Thursday 31 May 2012

The DfE and Sir Michael's Cocoa

As ever, when I get a reply from the DfE, it gets posted here in the interests of balance. Followers of this blog may now recognised what looks a bit like a standard reply. Draw your own conclusions about that. However, here goes:

Sir Michael Wilshaw was appointed to the position of Her Majesty’s Chief Inspector as a result of his track record as an outstanding head teacher who has demonstrated that he can achieve excellent outcomes for pupils in deprived areas.
Successive Chief Inspectors have spoken without fear or favour about aspects of education and schools and it would be inappropriate for Ministers to appear to censure the Chief Inspector for doing so.

The Chief Inspector is accountable to Parliament, through the Education Select Committee, for his actions and for the performance of Ofsted.

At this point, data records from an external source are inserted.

PR #803, opened 2022-08-03
Test Inspektor Gadget scaling

eiffel-fl:
Hi.

In this PR, I tested Inspektor Gadget scaling regarding number of nodes and so number of generated events.
All the details are in [experiment.pdf](https://github.com/kinvolk/inspektor-gadget/blob/fe88772d97fd3d72a50c5b5ef03ee4d2fa16e9d0/test-scaling/experiment.pdf).

Best regards.


mauriciovasquezbernal:
First of all, thanks a lot for these tests, I think they provide valuable information.

stress-ng produces a lot of events on a short period of time (burst). For each call to exec() we need to (1) run the eBPF program (2) read the event from the gadget tracer manager (3) pass it to the kubectl-gadget client (4) parse and print it. I think if an application is trying to produce as many as possible events we'll for sure miss some of them, even when tracing a single node.

Maybe we should consider testing a scenario where all nodes produce a lower number of events (100 per second?) and then check how many nodes we're able to support with that?

> Inspektor Gadget reports less events than actual number of generated exec(), this can be caused by difference of counting between stress-ng and Inspektor Gadget

I think it's fundamental to understand if the difference is because they count the events on a different way or because Inspektor Gadget is losing events. Did you see any warning message indicating events were lost? I think it's something we should check, losing events should be ok but we must inform the user about it. 

I think a future work for this is to make a more granular testing to understand where the bottleneck is. However, I don't know if this is something we want to do now or better to wait on the outcome of https://github.com/kinvolk/inspektor-gadget/issues/673. 
- single node scalability: check how many events per second are we able to catch on a single node by only using the tracer. (maybe reusing this example https://github.com/kinvolk/inspektor-gadget/tree/main/examples/gadgets/trace/exec). 
- [gadget tracer manager stream](https://github.com/kinvolk/inspektor-gadget/blob/v0.7.1/pkg/gadgettracermanager/stream/stream.go): How many events per second it's able to handle with a single subscriber? What about more subscribers? 
- gadget tracer manager (server) <-> gadget tracer manager (client): To stream events, we execute the gadget tracer manager as [client](https://github.com/kinvolk/inspektor-gadget/blob/v0.7.1/gadget-container/gadgettracermanager/main.go#L129) that connects to the [server](https://github.com/kinvolk/inspektor-gadget/blob/v0.7.1/pkg/gadgettracermanager/gadgettracermanager.go#L77). It'd be nice to check the performance of this interface based on grpc over a unix socket. 
- kubectl-gadget <-> gadget tracer manager: We use the [kube exec](https://github.com/kinvolk/inspektor-gadget/blob/v0.7.1/cmd/kubectl-gadget/utils/trace.go#L970) API to stream those events from the node to the client. 
- kubectl-gadget parsing performance: How much does it cost to parse and print the event?

test-scaling/script.sh
```diff
@@ -0,0 +1,121 @@
...
+function post_run {
+	local namespace=$1
+
+	kubectl delete ns $namespace
+	../kubectl-gadget undeploy
+}
+
+prepare
+
+for nodes_nr in 2 5 11 17 23 31 39; do
```
mauriciovasquezbernal, line 105: Why these numbers? I usually see powers-of-two are used.

test-scaling/script.sh
```diff
@@ -0,0 +1,121 @@
...
+    matchLabels:
+      k8s-app: stress-exec
+  template:
+    metadata:
+      labels:
+        k8s-app: stress-exec
+    spec:
+      initContainers:
+      - name: stress-exec
+        image: $full_image_name
```
mauriciovasquezbernal, line 64: Any reason not  to use `ghcr.io/colinianking/stress-ng:master` directly here and pass the command?

flyth:
A couple of thoughts about your stress tests - and I might be wrong on some of them... :)
Also, I started writing this parallel to @mauriciovasquezbernal's feedback, so a couple of things will overlap with his feedback.

From what I've seen, I think there's only a couple of bottlenecks that have directly to do with scaling (as right now communication is done through the kubernetes api server via exec):
* network bandwidth between the client node and the kubernetes api server
* network bandwidth between the kubernetes api server and the nodes
* if network bandwidth is not an issue, CPU usage might become one - first on your client node (as it has to do the heavy json decoding + outputting/saving to disk), and if that's not the bottleneck, the network stack will probably be next

I think all other bottlenecks won't apply more to a scaled installation than they would on a single node. I totally agree with @mauriciovasquezbernal that we should use less events to test scalability (basically making sure we never hit 100% in total, so the stresstester + gadget handling).

### Constraints
You're using execsnoop for your tests, so the following should be some constraints for that specific gadget:

* the BPF_MAP_TYPE_PERF_EVENT_ARRAY `events` gets a buffer assigned for each CPU core that is 262.144 bytes long (assuming the pagesize is 4096)
* an `event` takes 7726 bytes, for simplicity let's assume it's 8192 bytes - that means each event buffer can only store 32 entries after which it has to be read by the gadget or gets thrown away - the user won't be notified in this case.
* the `execs` map, which "caches" information on the event can hold 10240 entries; so there can be 10240 exec calls simultaneously, which should be more than fine (I think compared to the event buffer, this is probably too much, we should maybe shift more from here (10240 * 8192 = 84MB) to the event array buffer)
* whenever these event get read from IG, they will be serialized and pushed throgh the pub/sub system, which currently holds a maximum of `SubChannelSize` (currently 250) entries, after which events will be dropped for the subsciber - this will however lead to a notification for the user.
* a serialized event takes approx. 176 bytes, so 10k events would result in ~1.7MB + network overhead

### Bottlenecks
I think the biggest bottleneck is the buffer length of the `events` BPF_MAP_TYPE_PERF_EVENT_ARRAY, especially in a situation where you stress the CPU to 100%, which probably leads to most of the unreported events as the gadget has just not enough time to run and do its stuff (json encoding / sending etc.). If you would increase the buffer size to hold 15k events (from your burst execing), I'm sure it will look a lot better (as said above, I think those 10240 entries of the `execs` map would be better spent here).

After that it's probably network speed again that would be the limiting factor (not fast enough sending would lead into dropping events in the pub/sub manager). More likely in case of scaling on the api server than on the individual nodes, though.

And only after that CPU would be a bottleneck again - probably the JSON encoding which could be sped up a bit by using protocol buffers / gRPC.

flyth:
> The user is normally notified about this:

Ah, I missed that one, sorry :) Good to know, thanks!

mauriciovasquezbernal:
> an event takes 7726 bytes, for simplicity let's assume it's 8192 bytes - that means each event buffer can only store 32 entries after which it has to be read by the gadget or gets thrown away - the user won't be notified in this case.

hmm, exec events are huge and 32 is indeed a very small number. We should increase the size of that buffer. 

> So, the problem showed by this experiment is surely a problem of network/communication because the gadgettracermanagers, which live on each nodes, are able to collect the events for their respective node

I remember that we internally discussed you were performing some experiments by using a local application that only prints to the terminal (to avoid the network bottleneck). What are the results of those experiments? Do the number reported by stress-ng and the "local application" match? 

I did a similar test using trace open. It's able to receive all the events without loses when there is a sleep of some nanoseconds, otherwise it loses events. (code available in https://github.com/kinvolk/inspektor-gadget/tree/mauricio/trace-open-performance-experiment).

mauriciovasquezbernal:
> So, the problem showed by this experiment is surely a problem of network/communication because the gadgettracermanagers, which live on each nodes, are able to collect the events for their respective node.

Where did you execute kubectl-gadget? On the cluster or in your local machine?

mauriciovasquezbernal:
I'm wondering what to do with this PR. I think it adds value but I'm not to convinced of merging +17k LOC to test the scalability. Maybe we can generate the report in markdown format and include it under the documentation?

mauriciovasquezbernal:
But should we close it? It seems a bit weird to let a PR opened there to share some findings, maybe an issue / doc / entry on the wiki is better? (Anyway, it's not very relevant, we can decide later on what to do).

mauriciovasquezbernal:
> For the moment, I think we can let it as it is. Particularly because it would be good to have the numbers for #1096.

Yes, I think we need to gather numbers again once https://github.com/inspektor-gadget/inspektor-gadget/pull/1396 is merged.

mauriciovasquezbernal:
I defined a "testing plan" on https://github.com/inspektor-gadget/inspektor-gadget/issues/1429. What do you think about reusing the work done in this PR to implement a testing framework, then we can start running the actual tests?

mauriciovasquezbernal:
> Moreover, this PR will celebrate its birthday this week, so I guess this is time to review it!

TBH I don't have plans to review it. IMO it's useless as we want to have a more comprehensive testing as stated in https://github.com/inspektor-gadget/inspektor-gadget/issues/1429.

test-scaling/script.sh
```diff
@@ -0,0 +1,123 @@
+#! /usr/bin/env bash
+
+registry='francisregistry.azurecr.io'
+image_tag='francis-test-scaling'
```
vfalico, line 4: If it's in the tree - the user must be able to run it.

Also, having "test-scaling" in the root is not ideal, as we'll have different types of tests.
tests/scaling-nodes?

vfalico (changes requested):
I see more harm than good in adding this PR in its current state.

Harm - it measures the kernel, not Inspektor Gadget, scaling. And it incorporates testing results into the tree - which need to be maintained and clutter the tree.
Good - it's a very good base for eventual future test cases - where stress-ng can be changed to do IO stress etc.

So I'd first address these issues before committing it.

The press and media can be selective in what they use from interviews and in the way that they present things.  What is important in considering Sir Michael’s comments is the underlying message he was making, which was that strong school leaders do not shy away from the difficult decisions that need to be made to bring about improvement in poor performing schools.


Well, that may all be true, but it doesn't solve the question of the untended geraniums!

Saturday 12 May 2012

Time for your cocoa, Sir Michael


What does Sir Michael Wilshaw think he's doing? At a time when his political boss is making slightly conciliatory noises and is apparently rowing back on no-notice inspection, this foolish old man is whipping up yet more vitriol against the teaching profession.

The trouble is that, rather than tending geraniums on his allotment,  Michael Wilshaw has been diverted from a well-earned retirement to become head of Ofsted, a position that requires both professional integrity and great emotional intelligence, neither of which he would seem to have in great measure. To alienate the profession he claims to espouse is a blunder of considerable magnitude. But not necessarily if you are an elderly old boy locked in your own little world.

As we become elderly, three things tend to happen: our world view narrows somewhat around our own perspective, we get more irascible and willing to say things that previously we would keep private, and we tend to relate things more and more to ourselves. The Chief Inspector's performance to date suggests an early onset of just these things. When he was first in post, Michael Wilshaw spoke glowingly about the 'hero head' as if this was the pinnacle of leadership. Why did he take this view? Because he was a hero head, riding out of the sun to rescue a failing school. There is no denying that he did a magnificent job as head of Mossbourne and is rightly regarded as its saviour. However, being a hero head is not the only way; there have been equally highly regarded and successful heads whose management style has been collective and collegiate.

I remember an elderly aunt saying to me, 'you can get away with saying a lot more when you're ninety than when you're forty' and Wilshaw seems to have discovered the veracity of this quite early. Why else would he tell an assembly of headteachers that teachers don't know what stress is? The profession is already sick and tired of the way this man rubbishes it but he doesn't seem to learn. Instead, characteristic of his way of thinking, he turned the topic to himself, saying that stress was what his father felt,  searching for a job and what he felt, as a new headteacher in a time of industrial action.

What arrogance! Of course the unemployed are stressed, we all recognise it. Of course Wilshaw would have felt the stress of headship at that time, as were so many of his colleagues. The stress of the job is relative to the times. But to criticise headteachers for complaining while being well paid is disingenuous in the extreme. Teachers are feeling stressed, headteachers are worried about the way their profession is being judged by Ofsted. It is a characteristic of modern society that there are so many stressors, for the unemployed, of course, but for the employed too. People want to know they are  doing a good job - few teachers are the work-shy slackers Wilshaw would portray them.

Teaching is not the only job where there are high stress levels but, as Mary Bousted of ATL has pointed out, the HSE reports that it is the occupation with the third highest amount of work-related stress. The Chief Inspector is perfectly aware of this but perhaps chooses to be selectively deaf to it because he knows that his policies are a contributory factor. Somehow it all seems to fit in with the intractability of age and self-obsession. 

What shall we do about the problem called Sir Michael? Well, it might be time to move his chair into the sun, give him his cocoa and let him have an early night. The geraniums might need attention in the morning.